◆ Work request: Each line of the material should be retyped without alteration.

◆ Data:
PR #15422, opened 2025-07-12
Unify logic for license requirement when changing project access

softworkz:
This applies the same logic like in alert.py: MissingLicense(BaseAlert)

### Specific problem: 

Vars set according to docs:

```
DEFAULT_ACCESS_CONTROL=200
LICENSE_REQUIRED=False
LICENSE_FILTER = set()
```
This way, you can never make any project public.

### Simplified scenario:

You only set: 

```
LICENSE_FILTER = set()
```

Now, when you change a project to private, you cannot change it back to public anymore.

### DIFF
--- a/weblate/trans/forms.py
+++ b/weblate/trans/forms.py
@@ -2193,12 +2193,14 @@ class ProjectSettingsForm(SettingsBaseForm, ProjectDocsMixin, ProjectAntispamMix
                     )
                 }
             )
-        if self.changed_access and access in {
-            Project.ACCESS_PUBLIC,
-            Project.ACCESS_PROTECTED,
-        }:
+        if self.changed_access and access == Project.ACCESS_PUBLIC:
             unlicensed = self.instance.component_set.filter(license="")
-            if unlicensed:
+            if (
+                unlicensed
+                and settings.LICENSE_REQUIRED
+                and not settings.LOGIN_REQUIRED_URLS
+                and (settings.LICENSE_FILTER is None or settings.LICENSE_FILTER)
+            ):
                 raise ValidationError(
                     {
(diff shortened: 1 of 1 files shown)


nijel (changes requested):
It would be better to actually share the logic by reusing the code, not by copying it.

softworkz:
> It would be better to actually share the logic by reusing the code, not by copying it.

I totally agree. I'm just not familiar enough with the whole project to know where it would need to be placed.

The PR is still an improvement because 

- A: Currently: Two places - different logic	
- B: This PR: Two places - same logic
- C: Desirable: Singple place - same logic

So it's still an incremental improvement.

Options:

- Let me know how you want it to be done and I'll update the PR
- You merge the PR and do C yourself
- We close the PR and you do it yourself

I'm good with either way - thanks!

nijel:
It is an improvement, but it still makes it likely to break in the future as the code is copied and can easily get out of sync again. So once this has been identified I prefer to fix it for good rather than keeping the original cause. It would be great, if you could update the PR to address this. Additionally, the tests need to be adjusted because they are now failing.

softworkz:
It surely makes more sense to use shared code for this. You probably know already pretty well how you want to have it done and before I even start finding how it is likely supposed to be done in ths project, you would be done with it already. So it would surely be more economic when you do it directly. Besides, I've gotten a little short on time (spent too much on [15469](https://github.com/WeblateOrg/weblate/issues/15469)) 😉 

Thanks

nijel:
https://github.com/WeblateOrg/weblate/pull/16382 makes the logic actually unified.

softworkz:
Great!

Thank you very much.

PR #15458, opened 2025-07-16
🩹 — Use startswith() for comparing deepl URLs

ldidry:
In order to catch deepl URL if people add a trailing slash to the URL, let’s use startswith() instead of `==`.


nijel:

ldidry:
Thx for the software :-)

PR #20421, opened 2026-07-02
refactor(vcs): clarify code hosting connection naming

nijel:
Use provider-neutral wording for shared connection pages while keeping GitHub-specific actions explicit.

* Use “Code hosting connection” instead of “VCS integration” / “VCS installation”. I believe that this is easier to understand for users.
* Avoid using GitHub-specific wording in areas that will be shared with other services in the future.


michael-smt:
Agree, nowadays "Code hosting" is easier to understand than "VCS".

orangesunny (approved):
missspelling fixed, new naming is good. Ready to go!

◆ Answer space:
PR #15422, opened 2025-07-12
Unify logic for license requirement when changing project access

softworkz:
This applies the same logic like in alert.py: MissingLicense(BaseAlert)

### Specific problem: 

Vars set according to docs:

```
DEFAULT_ACCESS_CONTROL=200
LICENSE_REQUIRED=False
LICENSE_FILTER = set()
```
This way, you can never make any project public.

### Simplified scenario:

You only set: 

```
LICENSE_FILTER = set()
```

Now, when you change a project to private, you cannot change it back to public anymore.

### DIFF
--- a/weblate/trans/forms.py
+++ b/weblate/trans/forms.py
@@ -2193,12 +2193,14 @@ class ProjectSettingsForm(SettingsBaseForm, ProjectDocsMixin, ProjectAntispamMix
                     )
                 }
             )
-        if self.changed_access and access in {
-            Project.ACCESS_PUBLIC,
-            Project.ACCESS_PROTECTED,
-        }:
+        if self.changed_access and access == Project.ACCESS_PUBLIC:
             unlicensed = self.instance.component_set.filter(license="")
-            if unlicensed:
+            if (
+                unlicensed
+                and settings.LICENSE_REQUIRED
+                and not settings.LOGIN_REQUIRED_URLS
+                and (settings.LICENSE_FILTER is None or settings.LICENSE_FILTER)
+            ):
                 raise ValidationError(
                     {
(diff shortened: 1 of 1 files shown)


nijel (changes requested):
It would be better to actually share the logic by reusing the code, not by copying it.

softworkz:
> It would be better to actually share the logic by reusing the code, not by copying it.

I totally agree. I'm just not familiar enough with the whole project to know where it would need to be placed.

The PR is still an improvement because 

- A: Currently: Two places - different logic	
- B: This PR: Two places - same logic
- C: Desirable: Singple place - same logic

So it's still an incremental improvement.

Options:

- Let me know how you want it to be done and I'll update the PR
- You merge the PR and do C yourself
- We close the PR and you do it yourself

I'm good with either way - thanks!

nijel:
It is an improvement, but it still makes it likely to break in the future as the code is copied and can easily get out of sync again. So once this has been identified I prefer to fix it for good rather than keeping the original cause. It would be great, if you could update the PR to address this. Additionally, the tests need to be adjusted because they are now failing.

softworkz:
It surely makes more sense to use shared code for this. You probably know already pretty well how you want to have it done and before I even start finding how it is likely supposed to be done in ths project, you would be done with it already. So it would surely be more economic when you do it directly. Besides, I've gotten a little short on time (spent too much on [15469](https://github.com/WeblateOrg/weblate/issues/15469)) 😉 

Thanks

nijel:
https://github.com/WeblateOrg/weblate/pull/16382 makes the logic actually unified.

softworkz:
Great!

Thank you very much.

PR #15458, opened 2025-07-16
🩹 — Use startswith() for comparing deepl URLs

ldidry:
In order to catch deepl URL if people add a trailing slash to the URL, let’s use startswith() instead of `==`.


nijel:

ldidry:
Thx for the software :-)

PR #20421, opened 2026-07-02
refactor(vcs): clarify code hosting connection naming

nijel:
Use provider-neutral wording for shared connection pages while keeping GitHub-specific actions explicit.

* Use “Code hosting connection” instead of “VCS integration” / “VCS installation”. I believe that this is easier to understand for users.
* Avoid using GitHub-specific wording in areas that will be shared with other services in the future.


michael-smt:
Agree, nowadays "Code hosting" is easier to understand than "VCS".

orangesunny (approved):
missspelling fixed, new naming is good. Ready to go!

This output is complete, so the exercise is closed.